> **The task**:
Return the lines below that contain the word "arguments".

> **Data listing**:
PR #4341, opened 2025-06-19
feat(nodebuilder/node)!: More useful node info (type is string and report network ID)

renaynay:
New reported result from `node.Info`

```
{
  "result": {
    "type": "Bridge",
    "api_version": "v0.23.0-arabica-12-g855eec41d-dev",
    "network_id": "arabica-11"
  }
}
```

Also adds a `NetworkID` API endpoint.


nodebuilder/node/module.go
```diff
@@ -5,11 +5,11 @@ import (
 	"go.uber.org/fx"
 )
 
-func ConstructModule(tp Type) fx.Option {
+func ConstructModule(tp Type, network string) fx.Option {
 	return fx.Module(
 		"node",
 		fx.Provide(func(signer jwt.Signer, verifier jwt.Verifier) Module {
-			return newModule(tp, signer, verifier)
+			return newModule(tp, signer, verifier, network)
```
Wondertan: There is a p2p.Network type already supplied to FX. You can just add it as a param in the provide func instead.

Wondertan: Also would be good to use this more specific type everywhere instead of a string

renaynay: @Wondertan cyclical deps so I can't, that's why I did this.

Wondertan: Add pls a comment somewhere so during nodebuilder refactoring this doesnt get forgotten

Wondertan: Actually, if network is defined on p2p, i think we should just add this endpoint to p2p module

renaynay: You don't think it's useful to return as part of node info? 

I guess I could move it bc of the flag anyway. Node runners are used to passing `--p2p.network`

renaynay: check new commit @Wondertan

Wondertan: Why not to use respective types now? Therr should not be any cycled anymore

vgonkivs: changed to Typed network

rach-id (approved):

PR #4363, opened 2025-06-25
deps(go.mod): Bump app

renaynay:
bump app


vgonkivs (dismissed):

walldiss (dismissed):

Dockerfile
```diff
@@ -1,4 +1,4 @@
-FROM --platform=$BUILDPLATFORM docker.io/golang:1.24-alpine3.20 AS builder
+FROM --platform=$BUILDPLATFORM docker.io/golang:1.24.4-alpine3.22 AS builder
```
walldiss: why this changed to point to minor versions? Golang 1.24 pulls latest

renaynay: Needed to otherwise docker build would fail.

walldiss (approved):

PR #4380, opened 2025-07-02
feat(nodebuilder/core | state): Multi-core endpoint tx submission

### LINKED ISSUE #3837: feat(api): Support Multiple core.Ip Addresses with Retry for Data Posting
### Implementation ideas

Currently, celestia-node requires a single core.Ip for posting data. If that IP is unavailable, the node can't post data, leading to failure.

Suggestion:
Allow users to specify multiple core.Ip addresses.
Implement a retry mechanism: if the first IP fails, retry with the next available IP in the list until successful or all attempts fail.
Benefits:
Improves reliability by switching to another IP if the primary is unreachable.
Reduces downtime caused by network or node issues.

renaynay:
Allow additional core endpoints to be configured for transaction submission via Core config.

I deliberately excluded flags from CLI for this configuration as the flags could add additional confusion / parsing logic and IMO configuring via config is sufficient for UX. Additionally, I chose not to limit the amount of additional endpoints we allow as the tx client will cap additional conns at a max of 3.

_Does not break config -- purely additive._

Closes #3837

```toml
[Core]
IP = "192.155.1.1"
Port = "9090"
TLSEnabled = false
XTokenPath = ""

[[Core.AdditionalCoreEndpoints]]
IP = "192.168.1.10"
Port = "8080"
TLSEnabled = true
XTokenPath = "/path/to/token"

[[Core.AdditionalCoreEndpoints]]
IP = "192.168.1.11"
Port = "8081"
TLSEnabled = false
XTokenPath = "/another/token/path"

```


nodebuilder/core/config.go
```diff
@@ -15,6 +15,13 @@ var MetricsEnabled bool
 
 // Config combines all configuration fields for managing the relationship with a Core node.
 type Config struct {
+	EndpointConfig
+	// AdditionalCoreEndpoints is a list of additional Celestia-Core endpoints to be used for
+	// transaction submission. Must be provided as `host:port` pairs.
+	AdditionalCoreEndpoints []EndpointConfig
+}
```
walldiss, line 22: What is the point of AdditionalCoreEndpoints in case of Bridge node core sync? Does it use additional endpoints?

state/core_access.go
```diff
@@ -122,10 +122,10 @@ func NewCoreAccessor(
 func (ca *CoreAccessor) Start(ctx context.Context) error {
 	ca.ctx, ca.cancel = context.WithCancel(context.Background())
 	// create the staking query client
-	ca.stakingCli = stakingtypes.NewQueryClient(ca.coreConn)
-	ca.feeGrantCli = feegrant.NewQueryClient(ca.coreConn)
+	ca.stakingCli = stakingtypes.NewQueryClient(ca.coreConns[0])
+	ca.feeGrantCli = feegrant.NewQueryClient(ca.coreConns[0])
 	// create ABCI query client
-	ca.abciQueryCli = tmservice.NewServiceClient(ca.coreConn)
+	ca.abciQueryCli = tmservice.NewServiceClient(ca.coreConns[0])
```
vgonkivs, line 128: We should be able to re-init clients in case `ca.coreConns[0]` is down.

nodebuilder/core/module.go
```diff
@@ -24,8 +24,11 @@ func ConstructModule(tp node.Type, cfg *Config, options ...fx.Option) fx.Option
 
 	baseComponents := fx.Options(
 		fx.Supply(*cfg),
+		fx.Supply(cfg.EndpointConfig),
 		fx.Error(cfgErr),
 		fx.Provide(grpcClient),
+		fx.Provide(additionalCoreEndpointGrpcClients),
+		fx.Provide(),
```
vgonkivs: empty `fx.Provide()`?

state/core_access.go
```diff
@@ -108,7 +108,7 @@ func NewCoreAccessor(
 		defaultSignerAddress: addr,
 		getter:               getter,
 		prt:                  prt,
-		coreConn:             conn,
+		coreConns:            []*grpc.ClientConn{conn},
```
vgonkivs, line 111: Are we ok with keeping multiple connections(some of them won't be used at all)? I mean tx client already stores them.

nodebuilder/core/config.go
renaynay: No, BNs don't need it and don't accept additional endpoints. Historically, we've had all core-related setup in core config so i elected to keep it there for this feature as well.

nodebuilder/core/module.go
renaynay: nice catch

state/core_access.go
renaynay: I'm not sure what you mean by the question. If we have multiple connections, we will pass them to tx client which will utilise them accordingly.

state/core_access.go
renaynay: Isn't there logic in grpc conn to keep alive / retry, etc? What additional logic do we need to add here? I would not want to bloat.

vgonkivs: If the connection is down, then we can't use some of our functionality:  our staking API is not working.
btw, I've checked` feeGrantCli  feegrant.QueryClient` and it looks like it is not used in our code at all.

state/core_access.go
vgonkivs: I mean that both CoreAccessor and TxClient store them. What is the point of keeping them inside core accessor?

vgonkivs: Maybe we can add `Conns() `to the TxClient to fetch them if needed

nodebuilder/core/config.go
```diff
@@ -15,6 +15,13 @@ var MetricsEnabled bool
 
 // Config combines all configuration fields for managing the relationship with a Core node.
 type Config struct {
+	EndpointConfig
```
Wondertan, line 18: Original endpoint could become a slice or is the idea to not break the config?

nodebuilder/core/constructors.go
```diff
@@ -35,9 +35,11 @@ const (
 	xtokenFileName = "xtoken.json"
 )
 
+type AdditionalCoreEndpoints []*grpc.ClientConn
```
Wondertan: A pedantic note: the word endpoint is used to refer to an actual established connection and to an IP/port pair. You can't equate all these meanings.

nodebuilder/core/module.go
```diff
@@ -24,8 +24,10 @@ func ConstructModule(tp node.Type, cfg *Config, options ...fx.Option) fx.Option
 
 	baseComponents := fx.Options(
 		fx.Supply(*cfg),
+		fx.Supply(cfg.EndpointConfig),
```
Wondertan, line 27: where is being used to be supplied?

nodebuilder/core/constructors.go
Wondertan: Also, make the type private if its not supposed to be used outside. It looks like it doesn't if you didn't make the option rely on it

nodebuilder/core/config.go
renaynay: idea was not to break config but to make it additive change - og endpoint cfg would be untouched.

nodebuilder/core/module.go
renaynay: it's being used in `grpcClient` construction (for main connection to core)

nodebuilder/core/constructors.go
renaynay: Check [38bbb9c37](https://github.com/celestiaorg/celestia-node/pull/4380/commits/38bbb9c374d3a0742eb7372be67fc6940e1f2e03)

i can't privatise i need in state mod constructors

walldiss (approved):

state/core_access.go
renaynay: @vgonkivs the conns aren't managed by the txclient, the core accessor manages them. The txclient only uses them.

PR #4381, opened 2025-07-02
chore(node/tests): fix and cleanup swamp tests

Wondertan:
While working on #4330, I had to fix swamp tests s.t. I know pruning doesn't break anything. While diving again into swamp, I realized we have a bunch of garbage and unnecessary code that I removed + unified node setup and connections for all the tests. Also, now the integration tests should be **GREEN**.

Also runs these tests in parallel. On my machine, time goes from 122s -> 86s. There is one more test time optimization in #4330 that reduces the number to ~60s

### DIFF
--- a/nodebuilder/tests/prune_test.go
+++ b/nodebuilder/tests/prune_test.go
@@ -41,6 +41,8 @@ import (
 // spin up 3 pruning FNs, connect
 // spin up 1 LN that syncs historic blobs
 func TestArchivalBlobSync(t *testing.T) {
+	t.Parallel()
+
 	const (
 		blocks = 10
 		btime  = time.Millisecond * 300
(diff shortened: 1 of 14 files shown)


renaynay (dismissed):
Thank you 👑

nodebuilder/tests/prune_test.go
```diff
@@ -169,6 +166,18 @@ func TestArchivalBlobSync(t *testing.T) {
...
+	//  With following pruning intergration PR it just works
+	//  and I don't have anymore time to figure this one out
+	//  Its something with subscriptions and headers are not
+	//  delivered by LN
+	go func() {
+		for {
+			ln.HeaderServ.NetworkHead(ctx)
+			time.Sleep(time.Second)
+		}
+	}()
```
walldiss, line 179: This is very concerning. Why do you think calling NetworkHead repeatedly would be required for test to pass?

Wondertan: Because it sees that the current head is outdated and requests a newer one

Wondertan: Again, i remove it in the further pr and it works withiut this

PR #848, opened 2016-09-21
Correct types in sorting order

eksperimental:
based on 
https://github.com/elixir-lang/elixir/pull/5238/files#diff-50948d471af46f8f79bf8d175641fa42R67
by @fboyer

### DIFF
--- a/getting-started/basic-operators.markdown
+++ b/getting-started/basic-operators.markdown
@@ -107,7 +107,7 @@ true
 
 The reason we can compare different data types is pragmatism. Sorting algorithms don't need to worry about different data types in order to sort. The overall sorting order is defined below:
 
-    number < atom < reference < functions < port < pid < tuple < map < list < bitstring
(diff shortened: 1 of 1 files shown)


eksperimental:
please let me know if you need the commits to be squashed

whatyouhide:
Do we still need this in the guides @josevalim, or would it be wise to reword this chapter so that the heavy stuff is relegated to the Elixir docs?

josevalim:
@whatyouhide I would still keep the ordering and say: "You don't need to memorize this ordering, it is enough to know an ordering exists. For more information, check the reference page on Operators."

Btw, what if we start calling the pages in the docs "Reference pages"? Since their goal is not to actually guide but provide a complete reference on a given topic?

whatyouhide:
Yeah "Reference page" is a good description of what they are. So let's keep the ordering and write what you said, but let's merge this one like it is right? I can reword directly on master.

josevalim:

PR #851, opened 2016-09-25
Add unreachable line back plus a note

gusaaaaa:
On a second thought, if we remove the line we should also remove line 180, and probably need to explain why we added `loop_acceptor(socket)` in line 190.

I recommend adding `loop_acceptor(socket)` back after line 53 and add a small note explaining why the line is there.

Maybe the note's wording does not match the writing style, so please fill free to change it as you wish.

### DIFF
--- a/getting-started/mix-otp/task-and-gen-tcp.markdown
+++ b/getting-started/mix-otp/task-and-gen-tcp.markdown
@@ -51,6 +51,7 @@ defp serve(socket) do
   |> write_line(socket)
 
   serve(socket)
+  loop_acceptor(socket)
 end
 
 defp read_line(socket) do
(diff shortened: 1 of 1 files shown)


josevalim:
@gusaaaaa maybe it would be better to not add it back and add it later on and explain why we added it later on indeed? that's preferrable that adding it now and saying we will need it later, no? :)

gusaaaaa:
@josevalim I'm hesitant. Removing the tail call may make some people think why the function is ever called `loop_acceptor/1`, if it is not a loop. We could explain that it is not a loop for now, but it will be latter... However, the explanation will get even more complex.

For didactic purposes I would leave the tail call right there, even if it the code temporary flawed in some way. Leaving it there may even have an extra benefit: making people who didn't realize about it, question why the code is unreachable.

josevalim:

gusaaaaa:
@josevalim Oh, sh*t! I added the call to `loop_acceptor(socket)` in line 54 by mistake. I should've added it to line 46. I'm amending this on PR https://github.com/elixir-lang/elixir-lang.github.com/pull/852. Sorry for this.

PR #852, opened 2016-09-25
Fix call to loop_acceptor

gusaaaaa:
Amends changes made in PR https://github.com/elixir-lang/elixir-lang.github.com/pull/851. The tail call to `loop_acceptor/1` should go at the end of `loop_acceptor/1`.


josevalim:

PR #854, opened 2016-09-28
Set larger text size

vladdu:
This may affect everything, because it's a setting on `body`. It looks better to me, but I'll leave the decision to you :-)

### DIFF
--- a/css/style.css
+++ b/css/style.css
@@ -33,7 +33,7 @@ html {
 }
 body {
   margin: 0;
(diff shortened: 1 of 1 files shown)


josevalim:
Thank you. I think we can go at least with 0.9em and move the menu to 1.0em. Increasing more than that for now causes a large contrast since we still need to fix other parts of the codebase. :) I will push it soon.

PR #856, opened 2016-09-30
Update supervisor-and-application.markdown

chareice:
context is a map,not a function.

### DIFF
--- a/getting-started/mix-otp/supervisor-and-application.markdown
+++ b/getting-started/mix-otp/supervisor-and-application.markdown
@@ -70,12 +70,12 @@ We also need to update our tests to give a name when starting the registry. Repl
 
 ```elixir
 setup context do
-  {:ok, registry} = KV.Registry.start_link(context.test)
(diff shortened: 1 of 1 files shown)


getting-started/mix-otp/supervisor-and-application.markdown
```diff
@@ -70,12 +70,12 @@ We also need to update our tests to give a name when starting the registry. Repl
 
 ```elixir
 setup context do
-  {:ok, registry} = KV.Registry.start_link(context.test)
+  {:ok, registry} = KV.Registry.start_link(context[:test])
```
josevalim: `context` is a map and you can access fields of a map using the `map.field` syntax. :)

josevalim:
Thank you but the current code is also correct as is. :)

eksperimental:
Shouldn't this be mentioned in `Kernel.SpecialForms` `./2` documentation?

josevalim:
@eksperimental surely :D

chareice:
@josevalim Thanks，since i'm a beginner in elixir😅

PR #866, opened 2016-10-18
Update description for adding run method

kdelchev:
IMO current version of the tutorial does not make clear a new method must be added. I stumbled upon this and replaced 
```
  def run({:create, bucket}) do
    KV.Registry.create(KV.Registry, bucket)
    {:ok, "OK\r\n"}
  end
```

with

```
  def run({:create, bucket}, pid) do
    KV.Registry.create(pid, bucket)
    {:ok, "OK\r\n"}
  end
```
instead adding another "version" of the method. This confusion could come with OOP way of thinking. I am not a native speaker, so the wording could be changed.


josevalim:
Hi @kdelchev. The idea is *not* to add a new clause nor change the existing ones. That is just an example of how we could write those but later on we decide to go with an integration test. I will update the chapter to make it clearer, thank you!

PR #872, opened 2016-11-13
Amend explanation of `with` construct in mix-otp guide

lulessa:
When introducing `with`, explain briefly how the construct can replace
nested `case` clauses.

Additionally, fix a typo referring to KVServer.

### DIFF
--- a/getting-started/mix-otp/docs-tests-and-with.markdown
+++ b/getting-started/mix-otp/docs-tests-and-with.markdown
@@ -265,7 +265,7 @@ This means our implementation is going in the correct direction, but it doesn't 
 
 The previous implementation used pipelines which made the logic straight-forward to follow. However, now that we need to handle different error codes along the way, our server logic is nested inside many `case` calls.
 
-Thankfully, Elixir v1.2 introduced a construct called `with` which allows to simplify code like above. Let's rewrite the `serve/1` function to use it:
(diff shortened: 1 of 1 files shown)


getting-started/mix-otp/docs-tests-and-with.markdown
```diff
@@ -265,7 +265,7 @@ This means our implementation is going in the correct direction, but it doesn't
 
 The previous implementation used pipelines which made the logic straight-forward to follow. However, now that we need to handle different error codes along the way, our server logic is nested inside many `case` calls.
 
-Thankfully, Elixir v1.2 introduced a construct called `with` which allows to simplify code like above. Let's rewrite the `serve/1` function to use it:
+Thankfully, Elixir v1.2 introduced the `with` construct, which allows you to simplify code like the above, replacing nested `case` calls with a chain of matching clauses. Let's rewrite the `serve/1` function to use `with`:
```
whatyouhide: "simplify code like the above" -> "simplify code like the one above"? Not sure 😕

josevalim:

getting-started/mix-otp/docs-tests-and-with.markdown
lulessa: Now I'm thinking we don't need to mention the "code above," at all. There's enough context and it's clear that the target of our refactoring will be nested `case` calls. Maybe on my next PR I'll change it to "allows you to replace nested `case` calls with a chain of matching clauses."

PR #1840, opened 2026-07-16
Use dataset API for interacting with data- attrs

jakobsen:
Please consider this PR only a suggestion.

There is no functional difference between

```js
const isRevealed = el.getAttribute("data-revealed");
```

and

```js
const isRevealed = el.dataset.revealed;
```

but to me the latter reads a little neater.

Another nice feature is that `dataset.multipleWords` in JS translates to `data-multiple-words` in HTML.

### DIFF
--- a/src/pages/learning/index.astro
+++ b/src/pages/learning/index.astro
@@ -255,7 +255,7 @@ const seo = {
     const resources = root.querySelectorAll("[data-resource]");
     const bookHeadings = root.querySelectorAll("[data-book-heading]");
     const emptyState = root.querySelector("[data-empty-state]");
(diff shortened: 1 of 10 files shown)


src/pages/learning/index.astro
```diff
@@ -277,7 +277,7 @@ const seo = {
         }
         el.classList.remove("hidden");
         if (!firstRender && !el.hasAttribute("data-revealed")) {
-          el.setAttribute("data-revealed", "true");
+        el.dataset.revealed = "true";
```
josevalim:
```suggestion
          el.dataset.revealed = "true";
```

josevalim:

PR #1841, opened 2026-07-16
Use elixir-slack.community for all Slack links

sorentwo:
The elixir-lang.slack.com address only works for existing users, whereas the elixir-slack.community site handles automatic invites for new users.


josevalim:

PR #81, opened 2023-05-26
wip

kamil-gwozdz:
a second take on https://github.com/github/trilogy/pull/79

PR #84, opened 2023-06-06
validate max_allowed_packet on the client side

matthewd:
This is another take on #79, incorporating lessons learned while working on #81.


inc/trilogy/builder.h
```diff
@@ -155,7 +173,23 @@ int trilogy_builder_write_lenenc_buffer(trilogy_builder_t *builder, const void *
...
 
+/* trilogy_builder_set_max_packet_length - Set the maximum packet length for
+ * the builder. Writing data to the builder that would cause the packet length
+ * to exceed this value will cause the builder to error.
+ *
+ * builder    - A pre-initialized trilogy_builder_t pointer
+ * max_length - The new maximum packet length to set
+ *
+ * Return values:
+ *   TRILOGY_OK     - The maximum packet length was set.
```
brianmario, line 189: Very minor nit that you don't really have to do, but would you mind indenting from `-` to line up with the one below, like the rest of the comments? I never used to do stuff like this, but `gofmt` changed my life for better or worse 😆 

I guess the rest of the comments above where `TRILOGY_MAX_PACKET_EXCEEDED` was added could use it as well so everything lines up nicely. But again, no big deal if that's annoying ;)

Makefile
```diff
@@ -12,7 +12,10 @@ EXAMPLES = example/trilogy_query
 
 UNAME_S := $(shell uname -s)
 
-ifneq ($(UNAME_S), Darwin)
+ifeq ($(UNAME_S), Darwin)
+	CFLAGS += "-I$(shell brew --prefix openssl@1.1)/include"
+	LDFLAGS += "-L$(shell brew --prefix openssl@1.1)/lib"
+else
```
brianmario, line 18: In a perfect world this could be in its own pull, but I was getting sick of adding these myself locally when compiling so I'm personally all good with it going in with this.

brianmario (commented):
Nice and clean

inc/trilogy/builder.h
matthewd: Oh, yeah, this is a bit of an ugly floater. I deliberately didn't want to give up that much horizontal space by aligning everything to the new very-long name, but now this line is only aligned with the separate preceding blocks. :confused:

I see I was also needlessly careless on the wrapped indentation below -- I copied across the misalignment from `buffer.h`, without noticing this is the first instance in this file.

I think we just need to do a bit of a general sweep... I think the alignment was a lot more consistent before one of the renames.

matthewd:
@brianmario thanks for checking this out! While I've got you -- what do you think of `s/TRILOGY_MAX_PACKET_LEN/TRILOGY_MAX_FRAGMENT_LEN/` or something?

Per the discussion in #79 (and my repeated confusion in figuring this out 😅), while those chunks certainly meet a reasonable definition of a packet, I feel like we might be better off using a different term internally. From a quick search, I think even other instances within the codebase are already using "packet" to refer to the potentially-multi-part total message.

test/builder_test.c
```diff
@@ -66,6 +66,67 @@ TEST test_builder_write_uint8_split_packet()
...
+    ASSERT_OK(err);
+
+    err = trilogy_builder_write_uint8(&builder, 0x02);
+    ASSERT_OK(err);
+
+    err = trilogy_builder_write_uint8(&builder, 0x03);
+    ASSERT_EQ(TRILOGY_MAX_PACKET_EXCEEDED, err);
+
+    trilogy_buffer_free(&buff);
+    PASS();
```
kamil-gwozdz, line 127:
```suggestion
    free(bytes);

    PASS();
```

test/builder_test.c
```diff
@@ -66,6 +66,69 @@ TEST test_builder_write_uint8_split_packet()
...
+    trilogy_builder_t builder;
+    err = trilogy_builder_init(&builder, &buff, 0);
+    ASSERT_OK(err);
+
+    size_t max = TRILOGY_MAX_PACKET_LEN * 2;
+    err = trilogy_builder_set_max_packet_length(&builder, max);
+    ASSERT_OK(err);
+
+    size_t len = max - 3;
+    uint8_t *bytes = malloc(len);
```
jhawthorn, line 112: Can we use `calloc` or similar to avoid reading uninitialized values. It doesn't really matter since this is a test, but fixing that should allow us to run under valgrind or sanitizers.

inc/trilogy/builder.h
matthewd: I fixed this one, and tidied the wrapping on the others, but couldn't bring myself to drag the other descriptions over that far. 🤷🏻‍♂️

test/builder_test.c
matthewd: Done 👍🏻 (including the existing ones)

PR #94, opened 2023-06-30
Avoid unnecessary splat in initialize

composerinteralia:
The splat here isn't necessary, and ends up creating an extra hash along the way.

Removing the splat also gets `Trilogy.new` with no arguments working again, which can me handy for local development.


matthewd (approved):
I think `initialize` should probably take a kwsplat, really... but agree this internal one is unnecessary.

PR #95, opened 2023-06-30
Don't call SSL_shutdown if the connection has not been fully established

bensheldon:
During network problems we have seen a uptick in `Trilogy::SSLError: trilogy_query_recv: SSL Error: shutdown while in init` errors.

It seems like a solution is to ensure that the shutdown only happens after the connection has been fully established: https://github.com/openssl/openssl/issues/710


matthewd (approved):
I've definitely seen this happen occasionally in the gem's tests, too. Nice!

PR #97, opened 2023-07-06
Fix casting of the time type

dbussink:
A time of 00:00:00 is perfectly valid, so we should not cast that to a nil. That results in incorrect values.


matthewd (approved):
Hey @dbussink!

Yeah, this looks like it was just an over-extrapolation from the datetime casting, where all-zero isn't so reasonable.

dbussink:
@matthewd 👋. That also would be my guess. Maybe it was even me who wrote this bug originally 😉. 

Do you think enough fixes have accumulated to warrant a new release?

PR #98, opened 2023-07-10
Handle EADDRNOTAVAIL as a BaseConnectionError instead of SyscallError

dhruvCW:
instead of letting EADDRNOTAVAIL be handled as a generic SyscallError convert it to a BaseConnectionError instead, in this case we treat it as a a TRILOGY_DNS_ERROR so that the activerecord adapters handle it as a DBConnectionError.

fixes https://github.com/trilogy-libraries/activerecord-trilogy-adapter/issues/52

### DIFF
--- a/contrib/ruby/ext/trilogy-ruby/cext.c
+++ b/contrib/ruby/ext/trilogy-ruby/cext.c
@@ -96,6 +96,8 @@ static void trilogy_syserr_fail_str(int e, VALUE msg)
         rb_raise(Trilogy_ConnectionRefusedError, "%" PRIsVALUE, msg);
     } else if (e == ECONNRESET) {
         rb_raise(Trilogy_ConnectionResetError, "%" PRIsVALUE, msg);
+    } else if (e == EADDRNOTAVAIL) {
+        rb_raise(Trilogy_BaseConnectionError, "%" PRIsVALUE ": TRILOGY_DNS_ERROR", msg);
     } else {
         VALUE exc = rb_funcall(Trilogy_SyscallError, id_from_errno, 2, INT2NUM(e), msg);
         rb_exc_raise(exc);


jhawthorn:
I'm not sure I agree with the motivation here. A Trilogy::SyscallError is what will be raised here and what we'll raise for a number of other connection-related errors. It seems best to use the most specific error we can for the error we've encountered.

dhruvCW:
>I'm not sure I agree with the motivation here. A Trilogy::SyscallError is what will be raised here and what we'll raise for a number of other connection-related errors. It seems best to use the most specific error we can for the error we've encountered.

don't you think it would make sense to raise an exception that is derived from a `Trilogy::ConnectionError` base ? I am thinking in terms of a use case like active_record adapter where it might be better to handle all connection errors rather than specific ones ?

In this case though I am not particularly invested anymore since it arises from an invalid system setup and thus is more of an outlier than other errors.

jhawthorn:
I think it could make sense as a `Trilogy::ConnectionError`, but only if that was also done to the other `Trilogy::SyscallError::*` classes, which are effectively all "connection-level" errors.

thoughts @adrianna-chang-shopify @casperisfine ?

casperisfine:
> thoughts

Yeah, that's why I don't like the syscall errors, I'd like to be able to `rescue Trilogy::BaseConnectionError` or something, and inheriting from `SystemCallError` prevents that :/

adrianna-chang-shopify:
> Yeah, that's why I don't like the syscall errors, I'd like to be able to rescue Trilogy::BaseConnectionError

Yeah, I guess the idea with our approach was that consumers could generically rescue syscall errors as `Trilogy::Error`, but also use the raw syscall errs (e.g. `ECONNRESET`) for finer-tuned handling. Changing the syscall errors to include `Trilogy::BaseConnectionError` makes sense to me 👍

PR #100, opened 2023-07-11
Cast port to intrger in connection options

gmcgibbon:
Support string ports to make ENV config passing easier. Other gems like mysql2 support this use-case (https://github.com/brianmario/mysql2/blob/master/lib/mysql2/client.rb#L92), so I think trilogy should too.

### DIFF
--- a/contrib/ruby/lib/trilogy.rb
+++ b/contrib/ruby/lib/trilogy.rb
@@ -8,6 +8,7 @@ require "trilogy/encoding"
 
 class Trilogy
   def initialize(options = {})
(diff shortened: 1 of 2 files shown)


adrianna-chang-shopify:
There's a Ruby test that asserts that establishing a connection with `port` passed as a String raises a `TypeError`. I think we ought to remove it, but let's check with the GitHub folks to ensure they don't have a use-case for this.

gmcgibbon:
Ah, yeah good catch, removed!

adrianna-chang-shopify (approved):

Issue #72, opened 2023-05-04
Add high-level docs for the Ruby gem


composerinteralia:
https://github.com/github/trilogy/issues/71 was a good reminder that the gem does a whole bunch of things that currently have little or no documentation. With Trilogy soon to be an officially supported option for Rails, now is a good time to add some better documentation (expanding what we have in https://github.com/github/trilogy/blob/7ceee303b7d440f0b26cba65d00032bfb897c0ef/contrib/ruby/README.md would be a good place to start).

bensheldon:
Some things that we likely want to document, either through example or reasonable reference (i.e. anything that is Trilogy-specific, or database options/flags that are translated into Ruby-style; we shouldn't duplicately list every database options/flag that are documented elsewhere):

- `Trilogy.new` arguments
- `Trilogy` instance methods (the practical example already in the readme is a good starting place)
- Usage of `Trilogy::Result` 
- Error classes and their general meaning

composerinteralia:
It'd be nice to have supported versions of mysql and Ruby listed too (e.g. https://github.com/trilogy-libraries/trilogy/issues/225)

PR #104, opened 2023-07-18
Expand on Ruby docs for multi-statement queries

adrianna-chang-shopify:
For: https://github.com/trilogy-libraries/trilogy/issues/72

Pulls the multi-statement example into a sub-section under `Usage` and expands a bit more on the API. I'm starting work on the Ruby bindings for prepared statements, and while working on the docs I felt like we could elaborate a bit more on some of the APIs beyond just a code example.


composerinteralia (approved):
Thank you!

> **Exercise response**:
Removing the splat also gets `Trilogy.new` with no arguments working again, which can me handy for local development.
- `Trilogy.new` arguments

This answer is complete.